Local.Purchasing.Power.Index = 2606 - 2426(Rent.Index^0.01) - 3560(us_indicator) + 3407(Rent.Index^0.01:us_indicator) + 0.7545(Restaurant.Price.Index)
In the results of this model, the coefficients show how the corresponding variables predict the local purchasing power index. As the rent index increased, the local purchasing power index decreased. Countries that were not in the U.S. had a lower local purchasing power than the U.S. Based on the coefficient for the interaction term, when both rent and U.S. were taken into account, places with a higher rent index that were not in the U.S. had a higher purchasing power index than U.S. states with a lower rent index. The restaurant price index slightly increased the local purchasing power index. The p-values for all the coefficients were significant, so we can assume that the individual relationships were strong.

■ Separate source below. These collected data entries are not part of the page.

PR #228, opened 2023-02-16
minizinc time -> flatTime

Wout4:


cpmpy/solvers/minizinc.py
```diff
@@ -223,7 +223,7 @@ def _post_solve(self, mzn_result):
         # new status, translate runtime
         self.cpm_status = SolverStatus(self.name)
         if 'time' in mzn_result.statistics:
```
sourdough-bread, line 225: Don't you need to change 'time' as well ?

sourdough-bread (changes requested):

PR #229, opened 2023-02-16
227 false gets removed in transformations

IgnaceBleukx:
Wasn't really sure about how to do it in pysdd...


cpmpy/solvers/gurobi.py
```diff
@@ -281,6 +282,9 @@ def _post_constraint(self, cpm_expr):
             Solvers can raise 'NotImplementedError' for any constraint not supported after transformation
         """
         from gurobipy import GRB
+        # True or False
+        if is_bool(cpm_expr):
+            return self.grb_model.addConstr(cpm_expr)
```
Dimosts, line 287: Maybe better use the expr.is_bool() method, to be consistent with other similar checks that are done.

cpmpy/solvers/ortools.py
```diff
@@ -342,6 +342,9 @@ def _post_constraint(self, cpm_expr, reifiable=False):
 
         :param reifiable: if True, will throw an error if cpm_expr can not be reified by ortools (for safety)
         """
+        # True or False
+        if is_bool(cpm_expr):
```
Dimosts, line 346: same as before

IgnaceBleukx:
After discussion offline: will implement a `BoolVal` wrapper so `False` can become a CPMpy expression. This will be part of a new transformation which also unravels all nested lists. Then every transformation will simply get a flat list of constraints and all transformations should work as is with the new `BoolVal` expression.
Will still have to add the cas of posting `False` to the solver in the `_post_constraint` of all solvers.

cpmpy/solvers/z3.py
```diff
@@ -249,10 +250,7 @@ def transform(self, cpm_expr):
...
         # that also means we don't need to extract user variables here
         # we store them directly in `solver_var()` itself.
-        if is_any_list(cpm_expr):
-            return cpm_expr
-        else:
-            return [cpm_expr]
+        return make_cpm_expr(cpm_expr)
 
     def _post_constraint(self, cpm_expr):
         """
```
Wout4, line 256: the if is_any_list check in post_constraint is not needed anymore because of the make_cpm_expr call in transform, right?

cpmpy/transformations/flatten_model.py
```diff
@@ -110,21 +110,15 @@ def flatten_model(orig_model):
...
-    # base cases
-    if isinstance(expr, bool):
-        if expr:
-            return []
-        else:
-            return [expr]  # not sure about this one... means False is a valid FNF expression
-    elif isinstance(expr, _BoolVarImpl):
+    if isinstance(expr, _BoolVarImpl):
         return [expr]
     elif is_num(expr) or isinstance(expr, _NumVarImpl):
```
Wout4, line 123: I think this check could go in make_cpm_expr, so we can catch it as early as possible. Might be worse on performance but I don't really think so

Wout4 (changes requested):

tias:
We have a bunch of research code that expects `flatten_constraint()` to continue working also on a single expression.

I hence propose to make `flatten_constraint()` a semi-meta function that calls make_expr internally. That means solvers dont need to add the transform themselvs.  I'll play with this on the plane.

tias:
I reworked it some more. I think its looking nice, would be good to see this land rather soon, so we can base other branches on this.

It tested good on bigtest (ortools) too (no noticable timing differences though, a bit to my surprise)

@Wout4 and @IgnaceBleukx can you have a final look and merge?

cpmpy/transformations/normalize.py
```diff
@@ -2,27 +2,32 @@
...
-            unravel(e, append)
-        elif e is False:
-            append(BoolVal(e))
-        elif e is not True:  # if True: pass
-            append(e)
+        for e in lst:
+            if isinstance(e, Expression):
+                if isinstance(e, NDVarArray):  # sometimes does not have .name
+                    unravel(e.flat, append)
+                elif e.name == "and":
```
IgnaceBleukx, line 20: Here check for `merge_and`, will add

IgnaceBleukx:
Can confirm all tests run, for pysdd as well.
Ready to merge for me. @Wout4 waiting for your final thoughts before merging.

Wout4:
looks good to me!

Issue #210, opened 2023-01-16
Doubt on precedence in the constraint


ElFosco:
Writing these lines of code leads to an error

### 
``` python3
from cpmpy import *

model = Model()
test = intvar(0, 1000, name="test")
model += (test <= 100 & test >= 50)
model.solve()
```
I suppose it is due to the fact that it is evaluating 100 & test immediately, in fact if you change with 

``` python3
model += ((test <= 100) & (test >= 50))
```
It works properly

JoD:
From 'How to debug':

>   - when using `&` and `|`, make sure to always put the subexpressions in brackets. E.g. `(x == 1) & (y == 0)` instead of `x == 1 & y == 0`. The latter wont work, because Python will unfortunately think you meant `x == (1 & (y == 0))`.

When I try
```
from cpmpy import *

model = Model()
test = intvar(0, 1000, name="test")
model += (test <= 100) & (test >= 50)
print(model.solve())
```
it seems to work.

JoD:
It is related to https://github.com/CPMpy/cpmpy/issues/152

I will close this as a duplicate of that one.

Issue #198, opened 2022-12-20
Boolean operators on integers crash some solvers


Wout4:
Giving an integer as an argument for and, or and implies operators crash most solvers (gurobi, z3, minizinc, pysat)

example
Model( (bv[0] | 0)).solve("gurobi")

IgnaceBleukx:
I don't think we want to support this, right? We should just throw a CPMpy exception when encountering this.
Actually, this is another example where we want to introduce some typed-ness on the modelling side of the library.
We could then simply raise an exception when a user tries to construct this type of expression by checking in the constructor of "OR" wether both sides `.is_bool()`

Wout4:
pr #297 fixes this by throwing a cpmpy exception

Issue #152, opened 2022-11-14
constraint.implies(...) crashes if constraint is a simple True (or False)


rubenkindt:
solver: not relevant, all solvers
CPMpy: version v0.9.9 commit e79b3afedc934a9437c2ddb3a9f54d7e2d7bd3ee

Some easy constraints automatically become True (or False) when adding them to a model. Taking an implies of such constraint results in a crash, this could be confusing to the user if it is a more complicated crash.

```python 
from cpmpy import *

m = Model()
m += (1+1) > 3 # Imagine this to be complicated, but still resulting in a True or False
m += (m.constraints[0]).implies(True)
m.solve()  # AttributeError: 'bool' object has no attribute 'implies'
```

expected behavior: 
To not crash when taking an 'implies(...)' of a boolean.

possible solution:
By not adding a True or False to the model or by documenting that his could happen.

bug found while working on my master thesis.

tias:
This is a limitation of using operator overloading in Python, and Python not having an 'implies' operator.

We chose to add a function to our objects, but it does not exist on non-CPMpy objects (including pure python objects, or numpy objects). We could foresee a function `def implies(lhs, rhs)` instead of `lhs.implies(rhs)`, if that could better support this case?

Or would it be possible to attach the 'implies' function to the python bool object?

As to documenting this, you are right. Perhaps the best place is https://cpmpy.readthedocs.io/en/latest/modeling.html, comments welcome

IgnaceBleukx:
Apparently you could add the `implies` function to builtin python bools using the fishhook library:
https://pypi.org/project/fishhook/ altough I am not sure if we really want to do this.

```python 
@hook(bool)
def implies(self, other):
    if self is True:
        return other
    if self is False:
        return True
    # or alternatively
    return Operator("->", [self, other])
```

tias:
Oh, that could be pretty great actually... if we could give `.implies()` and `.value()` to basic types, it would make the modeling more consistent...

There are other quirks of mixed type overloading that would be great if we could solve them like this. They are (rightfully) surprising to users.

One is that `x = np.array([1,2,3]); m += x[intvar(1,9)]`; ideally we could hook onto numpy's `__in__` to catch it.

The other is that
```
>>> ~True
-2
>>> ~1
-2
>>> ~False
-1
>>> ~0
-1
```
because we use `~` as 'not' instead of as bitwise negation...
np.array([1,2,3])[intvar(

rubenkindt:
[...]

Issue #158, opened 2022-11-14
Importing a file and adding constrains can turn problems wrongly unsatisfiable


rubenkindt:
solver: not relevant
CPMpy: version v0.9.9 commit e79b3afedc934a9437c2ddb3a9f54d7e2d7bd3ee

When importing a file and adding new constraints with variables containing the same variable name (both generated or user-defined names) will cause the solver to treat the variable as one and the same, which can cause wrong solutions.

generating a file to import:
```python 
from cpmpy import *

i = intvar(lb=3, ub=6) # auto name IV0
m = Model()
m += i == 4
m.to_file("1")
```

```python 
from cpmpy import *

m2 = Model().from_file("1")
j = intvar(lb=0, ub=10) # auto name again IV0
m2 += j == 5
m2.solve()
print(m2.status())
```

expected behavior: 
Threat both variable as two separate variables and solve the problem.

bug found while working on my master thesis.

tias:
Interesting.

1. a variable's name is its unique identifier. If you give two variables the same name, you run into trouble. Even if we would support it at CPMpy side, things would quickly go wrong for different solvers...

I should document this more explicitly, e.g. in https://cpmpy.readthedocs.io/en/latest/modeling.html too.

2. the case you provide is actually not misuse... the user can not know they are reusing a variable name, because they are not actually naming anything. I think the proper fix here is to increase the magic variable counter when doing `from_file()`, based on the highest appearing IV* and BV* names in the 'fromfile' model... TODO ; )

PR #230, opened 2023-02-16
Fishhooking boolean operators to cover extreme cases

Dimosts:
Related to issues #198 #152 #210.

Based on the discussion of issue #152, and in order to cover both #152 and #198 (and #210 which is a duplicate), I introduced boolean operators for both our variables classes, and for int/bool objects. For the later, I used fishhooking.

The main changes are in variables.py (introducing the new functions for our variable classes, overloading logical operators) and in python_builtins.py, where I introduced the overloaded (hooked) logical operators for int and bool.

I also introduced a new "is_bool" function for ints. That is because we use it in many cases for expressions and their arguments (e.g. lines 64-72 of linearize.py). This was leading to errors if an argument was an integer, because of no built in function.  

The above cover all cases that have appeared in the mentioned issues, providing the appropriate CPMpyException messages in each case.

### DIFF
--- a/cpmpy/expressions/core.py
+++ b/cpmpy/expressions/core.py
@@ -5,7 +5,7 @@
 ##
 """
     The `Expression` superclass and common subclasses `Expression` and `Operator`.
-    
+
     None of these objects should be directly created, they are automatically created through operator
     overloading on variables and expressions.
 
@@ -40,7 +40,7 @@
     - x ^ y         Xor([x,y])  # a global constraint
 
     Finally there are two special cases for logical operators 'implies' and '~/not'.
-    
+
     Python has no built-in operator for __implication__ that can be overloaded.
     CPMpy hence has a function 'implies()' that can be called:
 
@@ -62,7 +62,7 @@
                     subexpressions and doing the appropriate computation
                     this is used to conveniently print variable values, objective values
                     and any other expression value (e.g. during debugging).
-    
+
     ===============
     List of classes
     ===============
@@ -181,14 +181,8 @@ class Expression(object):
 
         # checking if both are bool
         # checking them separately, to give a more clear exception message to the user
-        if not self.is_bool():
-            raise CPMpyException(
-                f"Logical implication involving a non boolean argument ({type(self)}: {self}) is not allowed")
-
-        if not other.is_bool():
-            raise CPMpyException(
-                f"Logical implication involving a non boolean argument ({type(other)}: {other}) is not allowed")
-
+        assert self.is_bool(), f"Logical implication involving a non boolean argument ({type(self)}: {self}) is not allowed"
+        assert other.is_bool(), f"Logical implication involving a non boolean argument ({type(other)}: {other}) is not allowed"
 
         # other constant
         if other is True:
@@ -221,13 +215,8 @@ class Expression(object):
 
         # checking if both are bool
         # checking them separately, to give a more clear exception message to the user
-        if not self.is_bool():
-            raise CPMpyException(
-                f"Logical conjunction involving a non boolean argument ({type(self)}: {self}) is not allowed")
-
-        if not other.is_bool():
-            raise CPMpyException(
-                f"Logical conjunction involving a non boolean argument ({type(other)}: {other}) is not allowed")
+        assert self.is_bool(), f"Logical conjunction involving a non boolean argument ({type(self)}: {self}) is not allowed"
+        assert other.is_bool(), f"Logical conjunction involving a non boolean argument ({type(other)}: {other}) is not allowed"
 
 
         # some simple constant removal
@@ -237,19 +226,12 @@ class Expression(object):
             return False
 
         return Operator("and", [self, other])
-
-
     def __rand__(self, other):
 
         # checking if both are bool
         # checking them separately, to give a more clear exception message to the user
-        if not self.is_bool():
-            raise CPMpyException(
-                f"Logical conjunction involving a non boolean argument ({type(self)}: {self}) is not allowed")
-
-        if not other.is_bool():
-            raise CPMpyException(
-                f"Logical conjunction involving a non boolean argument ({type(other)}: {other}) is not allowed")
+        assert self.is_bool(), f"Logical conjunction involving a non boolean argument ({type(self)}: {self}) is not allowed"
+        assert other.is_bool(), f"Logical conjunction involving a non boolean argument ({type(other)}: {other}) is not allowed"
 
         # some simple constant removal
         if other is True:
@@ -263,14 +245,8 @@ class Expression(object):
 
         # checking if both are bool
         # checking them separately, to give a more clear exception message to the user
-        if not self.is_bool():
-            raise CPMpyException(
-                f"Logical disjunction involving a non boolean argument ({type(self)}: {self}) is not allowed")
-
-        if not other.is_bool():
-            raise CPMpyException(
-                f"Logical disjunction involving a non boolean argument ({type(other)}: {other}) is not allowed")
-
+        assert self.is_bool(), f"Logical disjunction involving a non boolean argument ({type(self)}: {self}) is not allowed"
+        assert other.is_bool(), f"Logical disjunction involving a non boolean argument ({type(other)}: {other}) is not allowed"
 
         # some simple constant removal
         if other is True:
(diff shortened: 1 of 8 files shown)


cpmpy/expressions/python_builtins.py
```diff
@@ -100,3 +102,61 @@ def sum(iterable):
     if not any(isinstance(elem, Expression) for elem in iterable):
         return np.sum(iterable)
     return Operator("sum", iterable)
+
+@hook(bool, int)
+def __and__(self, other):
+    if not (isinstance(other,_IntVarImpl) or isinstance(other, _BoolVarImpl) ):
```
IgnaceBleukx, line 108: Can we just check for `isinstance(other, Expression)`?

cpmpy/expressions/python_builtins.py
```diff
@@ -100,3 +102,61 @@ def sum(iterable):
...
+        return orig(self, other)
+    else:
+
+        if not self.is_bool():
+            raise CPMpyException(f"Logical conjunction involving an integer ({self}) is not allowed")
+
+        if isinstance(self,int):
```
IgnaceBleukx, line 115: Lets wait for this until we cleared out how to deal with ints and logical operators...

cpmpy/expressions/python_builtins.py
```diff
@@ -100,3 +102,61 @@ def sum(iterable):
...
+            self = (self == 1)  # convert to True or False
+
+        if not isinstance(other,_BoolVarImpl):
+            raise CPMpyException(f"Logical conjunction involving an IntVar ({other}) is not allowed")
+
+        return Operator("and", [self, other])
```
IgnaceBleukx, line 121: Making this code a bit shorter, we can actually do the following:

```python
@hook(bool, int)
def __and__(self, other):
    if isinstance(other, Expression):
        return other.__rand__(self)
    return orig(self, other)
```
This avoids a lot of duplication.

cpmpy/expressions/python_builtins.py
```diff
@@ -100,3 +102,61 @@ def sum(iterable):
...
+
+@hook(bool, int)
+def __or__(self, other):
```
IgnaceBleukx, line 124: Same as in `__and__`

cpmpy/expressions/variables.py
```diff
@@ -280,6 +281,16 @@ def __abs__(self):
             return self
         return super().__abs__()
 
+    def __and__(self, other):
```
IgnaceBleukx, line 284: This can probably go in a seperate commit to master. Very usefull!

IgnaceBleukx (commented):
This is a nice start, but does not cover the full potential of the `fishook` library I think.

For example, we can also hook into the `__getitem__` of  `list` and `np.ndarray` to eliminate the need of the `cpm_array` and create Element constraints very cleanly.
Although we need to be really carefull in how we implement this as we want to make sure we do not screw up the efficiency of __getitem__ of these classes...

Dimosts:
> This is a nice start, but does not cover the full potential of the `fishook` library I think.
> 
> For example, we can also hook into the `__getitem__` of `list` and `np.ndarray` to eliminate the need of the `cpm_array` and create Element constraints very cleanly. Although we need to be really carefull in how we implement this as we want to make sure we do not screw up the efficiency of **getitem** of these classes...

Yes, we can still do many more with fishhook library. This was just intended as a start, solving some specific issues. E.g., we can hook the value() functions in basic types (as suggested in #158) etc.

cpmpy/expressions/python_builtins.py
Dimosts: Yes true

cpmpy/expressions/python_builtins.py
Dimosts: I assume you mean 

`        return other.__and__(self)
`

and not 

`        return other.__rand__(self)`

cpmpy/expressions/python_builtins.py
Dimosts: done, checked if works properly and pushed

cpmpy/expressions/python_builtins.py
IgnaceBleukx: No, in Python, all `__` operators are also reversed.
As we [implemented both](https://github.com/CPMpy/cpmpy/blob/9fba76cc89845deb99f01a0b396021cc7f708924/cpmpy/expressions/core.py#L214), we can simply call the reversed operator from here and everything should work as is.

Dimosts: However, we still would need to check if the self part is bool or not, and also if the other part is bool (i.e., as it is an expression in this case, it can be an IntVar, where we throw an expression). So, it should call the appropriate function (like the newly added ones in _BoolVarImpl and _IntVarImpl

cpmpy/expressions/variables.py
```diff
@@ -334,6 +345,24 @@ def __ne__(self, other):
     def __abs__(self):
         return self
 
+    def __and__(self, other):
```
IgnaceBleukx, line 348: Why not add this logic to the [Expression class in core.py](https://github.com/CPMpy/cpmpy/blob/9fba76cc89845deb99f01a0b396021cc7f708924/cpmpy/expressions/core.py#L206)?

Dimosts: basically to avoid multiple checking of both sides and have a more, but can be moved to core.py if we also add a "self.is_bool()" check and throw the exception there (for cases of not boolean expressions, IntVars etc.).

Dimosts: moving it there now

cpmpy/expressions/python_builtins.py
```diff
@@ -100,3 +102,39 @@ def sum(iterable):
...
+            raise CPMpyException(f"Logical implication involving an IntVar ({other}) is not allowed")
+
+        return Operator("->", [self, other])
+
+@hook(int)
+def is_bool(self):
+    if self > 1 or self < 0:
+        return False
+    else:
+        return True
```
Dimosts, line 140: somehow this last function crashes the following:

```
a,b = boolvar(shape=2)
m = Model((a & b) <= 1)
m.solve(solver="z3")
```

Dimosts: btw I found this completely accidentally, I think we should add it to the tests

cpmpy/expressions/core.py
```diff
@@ -204,14 +218,39 @@ def __ge__(self, other):
...
+
+
         # some simple constant removal
         if other is True:
             return self
         if other is False:
             return False
 
         return Operator("and", [self, other])
+
```
tias, line 240: avoid cosmetic changes; we also put 'ror' right next after 'or'

cpmpy/expressions/python_builtins.py
```diff
@@ -19,9 +19,11 @@
         sum
 """
 import numpy as np
-from .variables import NDVarArray
+from fishhook import *
```
tias, line 22: this would require updating the requirements file then...


I would like all the fishooks to be in a new file 'cpmpy/expressions/fishooks..py' or similar. Also ideally the code would also work if somebody does not have fishook installed? or maybe not... but then definitely update requirements.

cpmpy/expressions/variables.py
```diff
@@ -50,6 +50,7 @@
 from collections.abc import Iterable
 import warnings # for deprecation warning
 import numpy as np
+from ..exceptions import CPMpyException
```
tias, line 53: undo changes to this file

cpmpy/solvers/z3.py
```diff
@@ -410,7 +410,7 @@ def _z3_expr(self, cpm_con, reify=False):
                 else:
                     lhs = self._z3_expr(lhs)
 
-                if is_boolexpr(rhs):
+                if is_boolexpr(rhs) and not isinstance(rhs,int):
```
tias, line 413: not sure where `is_boolexpr` is defined, but does it say 'yes' to an int? with fishook, this should be rhs.is_bool()?

cpmpy/transformations/flatten_model.py
```diff
@@ -127,7 +128,7 @@ def flatten_constraint(expr):
     elif isinstance(expr, _BoolVarImpl):
         return [expr]
     elif is_num(expr) or isinstance(expr, _NumVarImpl):
-        raise Exception("Numeric constants or numeric variables not allowed as base constraint")
+        raise CPMpyException(f"Numeric constants or numeric variables not allowed as base constraint: {expr}")
```
tias, line 131: I guess we should have used an assert here too.

cpmpy/expressions/core.py
```diff
@@ -177,11 +178,24 @@ def deepcopy(self, memodict = {}):
     # Python does not offer relevant syntax...
     # for double implication, use equivalence self == other
     def implies(self, other):
+
+        # checking if both are bool
+        # checking them separately, to give a more clear exception message to the user
+        if not self.is_bool():
```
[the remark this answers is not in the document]
Dimosts: They should be asserts indeed. They are independent of fishhooks, should I commit them directly to master? (as asserts and below the constant checks)

cpmpy/solvers/z3.py
Dimosts: I think this should be dealt in a different pull request, trying to make is_bool check consistent. Right now, we have many different ways of checking if an expression is bool (is_boolexpr(expr), is_bool(expr), expr.is_bool() etc.).

I can try and make it consistent in a different PR.

cpmpy/expressions/python_builtins.py
Dimosts: Yes we should update the requirements

Dimosts:
After discussion in-person, we retract from introducing fishhooks in CPMpy

PR #233, opened 2023-02-20
ite helper function and test

Wout4:


IgnaceBleukx:
Why not make it a global constraint? For example, z3 has an explicit `if-then-else` statement so we could post it directly?

Wout4:
> 
True, seems like a more consistent way to do this!

tias:
Wait...

Our 'global' is treating it as a logical function, e.g.
if bool_expr then bool_expr1 else bool_expr2

but z3 is using it as if bool_expr then num_expr else num_expr, so that the if-then-else can be used inside a sum for example; with returntype intvar... that is not what we intend; and not what the decomposition will 'return'? So there is a difference still?

Wout4:
Z3 allows for the second and third argument to be either bool or int, we only allow bool as it is now implemented.
So we are stricter and can still translate correctly to z3 i think.

In order to also allow int would make it a numerical global constraint, so then the question becomes do we make a separate global for that or type overload this one?

cpmpy/expressions/globalconstraints.py
```diff
@@ -289,7 +289,32 @@ def deepcopy(self, memodict={}):
 
     # TODO: value()
 
-# Numeric Global Constraints (with integer-valued return type)
+
+# syntax of the form 'if b then x == 9 else x == 0' is not supported
+# a little helper:
+class IfThenElse(GlobalConstraint):
+    def __init__(self, condition, if_true, if_false):
+        super().__init__("ite", [condition, if_true, if_false], is_bool=True)
```
IgnaceBleukx, line 299: We should typecheck the arguments here

cpmpy/expressions/globalconstraints.py
```diff
@@ -289,7 +289,32 @@ def deepcopy(self, memodict={}):
...
+
+    def value(self):
+        condition, if_true, if_false = self.args
+        condition_val = argval(condition)
+        true_val = argval(if_true)
```
IgnaceBleukx, line 304: Better to calculate the val of `true_val` and `false_val` lazily. I.e:
```python
if condition_val:
     return argval(if_true)
else:
     return argval(if_false)
```
As one of the arguments might be an incomplete function such as an element with weird indexes...

cpmpy/expressions/globalconstraints.py
```diff
@@ -289,7 +289,32 @@ def deepcopy(self, memodict={}):
...
+
+    def decompose(self):
+        condition, if_true, if_false = self.args
+        return (condition.implies(if_true) & \
+                (~condition).implies(if_false)
+                )
+
+    def __repr__(self):
+        condition, if_true, if_false = self.args
+        return "If {} Then {} Else {}".format(condition, if_true, if_false)
```
IgnaceBleukx, line 317: Maybe put brackets around the `if_true` and `if_false`?

IgnaceBleukx (commented):
Left some comments for a more robust implementation.

Should we add this global constraint to the `test_constraints` suite as well?

Wout4:
Ok so for the moment we are happy to keep it as is, just bool expressions

cpmpy/expressions/globalconstraints.py
JoD: After discussion, the general policy to put brackets in CPMpy is to do it for non-variable subexpressions. This is probably enough to disambiguate most operators (e.g., `-x+y` vs `-(x+y)`). However, as Wout remarks, the words in ITE work as well as brackets to disambiguate. For `condition` and `if_true` this is clear, for `if_false` there is no "closing" keyword, but as we do not have any post-fix operators (e.g., `if foo then bar else baz**'**`) I think `if_false` is fine too.

JoD: So yeah, agree with Wout that for now we don't need them.

JoD (commented):
Looks good

PR #239, opened 2023-02-23
Count globals

Wout4:


Wout4:
these are the last changes from pr #207

cpmpy/expressions/globalconstraints.py
```diff
@@ -560,3 +563,65 @@ def deepcopy(self, memodict={}):
         return Cumulative(*copied_args)
 
 
+class GlobalCardinalityCount(GlobalConstraint):
+    """
+        GlobalCardinalityCount(a,gcc): Collect the number of occurrences of each value 0..a.ub in gcc.
+    The array gcc must have elements 0..ub (so of size ub+1).
```
JoD, line 569: What is `a.ub`? E.g., if `a` is `x+y` with `x.ub=10` and `y.ub=10`?

Wout4: a is a list, so a.ub is the highest value that can be in the list. Confusing notation with the .ub because this makes it look like an intvar..

PR #242, opened 2023-03-01
Manage incomplete functions when calculating value

IgnaceBleukx:
Implemented a new type of exception to work with incomplete functions.
Changed `.value()` computation of `->` and `or` accordingly

### DIFF
--- a/cpmpy/expressions/utils.py
+++ b/cpmpy/expressions/utils.py
@@ -26,6 +26,9 @@ import numpy as np
 from collections.abc import Iterable # for _flatten
 from itertools import chain, combinations
 
+from cpmpy.exceptions import IncompleteFunctionError
+
+
 def is_int(arg):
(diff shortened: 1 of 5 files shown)


cpmpy/expressions/utils.py
```diff
@@ -76,7 +79,11 @@ def argval(a):
         
         We check with hasattr instead of isinstance to avoid circular dependency
     """
-    return a.value() if hasattr(a, "value") else a
+    try:
+        return a.value() if hasattr(a, "value") else a
+    except IncompleteFunctionError as e:
+        if a.is_bool(): return False
```
JoD, line 85: One problem that could arise is: `(x/0>0) == (x/0<0)` which seems a bit counter-intuitive.

JoD (approved):
If we accept the weirdness arising from treating incomplete function comparisons as `false`, then this MR looks good.

Issue #760, opened 2025-10-02
CPLEX Non-convex QCP in constraints


ThomSerg:
A transformation seems to be missing in the waterfall for CPLEX. Non-convex expressions, which are only supported in the objective function, can end up in the posted constraints.

Example model:
```python
import cpmpy as cp

p = cp.boolvar()
x,y = cp.intvar(0, 10, shape=2)
m = cp.Model(p.implies(x*y != 1))

m.solve(solver="cplex")
```
```console
>> NotImplementedError: Translation of cplex status Non-convex QCP to CPMpy status not implemented
```
The above model transforms to:
```
((IV0) * (IV1)) == (IV2)   <-- non-convex
(BV0) -> (sum([1, -100] * [IV2, BV1]) <= 0)
(BV0) -> (sum([1, -2] * [IV2, BV1]) >= 0)
sum([-1, 1] * [BV0, BV1]) <= 0
```

tias:
fixed, now throws nonsupportd error

PR #763, opened 2025-10-03
CPLEX unsupported quadratic equality

ThomSerg:
Raises proper error for #760. Is still not perfect, since non-convex equality can appear after transformation (e.g. decomposition), making the error message confusing for the user.

Proper fix would be to look into the linearisation of the product of two integer decision variables.


hbierlee (approved):
This is fine if there is no linearization of multiplication. Two thoughts:

- We're sure that a, b are both integer variables? 
- Maybe add an issue for encoding `mul`?

Good to merge if CI passes

PR #767, opened 2025-10-06
add hexaly to readme, name it a global opt solver

tias:
hexaly calls itself a global optimizer, we should do the same (so on README, new category: GO, and in docs reademe, global opt.)

Is that OK? e.g. @IgnaceBleukx 

Rest looks fine.

@hbierlee do you want to use this PR to discuss how we should categorize Pindakaas?

It accepts PB-level input, so I would consider it a PB solver... And although it uses a SAT solver, could we call it a SAT solver?

### DIFF
--- a/README.md
+++ b/README.md
@@ -40,7 +40,8 @@ Install simply with `pip install cpmpy`
 CPMpy can translate to a wide variety of constraint solving paradigms, including both commercial and open-source solvers.
 
 * **CP Solvers**: OR-Tools (default), IBM CP Optimizer (license required), Choco, Glasgow GCS, Pumpkin, MiniZinc+solvers
-* **ILP Solvers**: Gurobi (license required)
+* **ILP Solvers**: Gurobi (license required), CPLEX (license required)
+* **GO Solvers**: Hexaly (license required)
 * **SMT Solvers**: Z3
 * **PB Solvers**: Exact, Pindakaas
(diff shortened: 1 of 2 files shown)


hbierlee:
Short answer: SAT category (meaning, SAT-based).

Refining my comment in #728, there is the question of _modeling paradigm_ ('what input does it support?') and _solving paradigm_ ('what core solver tech does it us'?). If we're being precise, neither question is actually straightforward to answer.

For us, I think the most sensible way to do this categorization is to answer the solving paradigm question (for pindakaas, and for other solvers!). Quite clearly, Pindakaas is a SAT-based solver, since SAT solvers are its core, so it should go in the SAT category (along with PySAT). Note: Pindakaas is not a SAT-solver, the category should only say it's SAT-based (with SAT solvers at its core).

Using the modeling paradigm could definitely also make sense (especially if we're trying to map out the waterfall), but it is murkier for many solvers. (e.g. gurobi acceps non-linear constraints, pindakaas accepts Boolean logic whereas traditional PB solver do not..). Plus, I think that the modeling paradigm matters less to the users of CPMpy, since this is what CPMpy abstracts away.

tias:
@IgnaceBleukx I also updated the top of hexaly's file. THey don't like being called a local solver anymore, in general we should use a similar description tagline as that the solver uses on their own website, which I've adapted now. ALso slight tweak to install info, explicit on binary install.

Although the coefficients have significant p-values, the adjusted R squared value shows a moderate relationship. The value is 0.5098. A strong relationship would be above 0.7, and a weak relationship would be below 0.3. Since this falls in between, the linear model provides a moderate explanation of the data. However, this shows that the model is slightly better than the other model since it has a slightly stronger adjusted R squared value.
The residuals in the graphs above are displayed in two different ways. The first residual plots show the residuals for each dependent variable. Rent Index ^ 0.01 appears to have pretty consistent variability. The other graphs are not as consistent. The residuals for restaurant price index appears to be the best of those other three graphs. These residual plots do not show consistent variability overall, so this assumption of the linear model is not met. The final array of plots for this first model show more residual plots and a Q-Q plot. The residual plots appear to have more consistent variability than the individaul graphs, but I would still say that the residual plots does appear to meet the assumptions of a linear model. The Q-Q Plot shows that the data is mostly normally distributed, so that assumption is met. It does have a tail, but it appears to be caused by some outliers and not significant.
Overall, these models do not seem to be appropriate for the data. Neither of the models showed strong relationships when applied to the data. Also, the assumptions of linear regression were not met for both models. The second model that contained one quadratic term, one dichotomous term, and one dichotomous vs. quantitative interaction term had a slightly stronger relationship, but it was not enough to be considered strong.
The U.S. data set can be used in the future for analysis. Different states can be compared to see if regional differences have any affect on the results. I included the us_data data frame in the beginning of this assignment.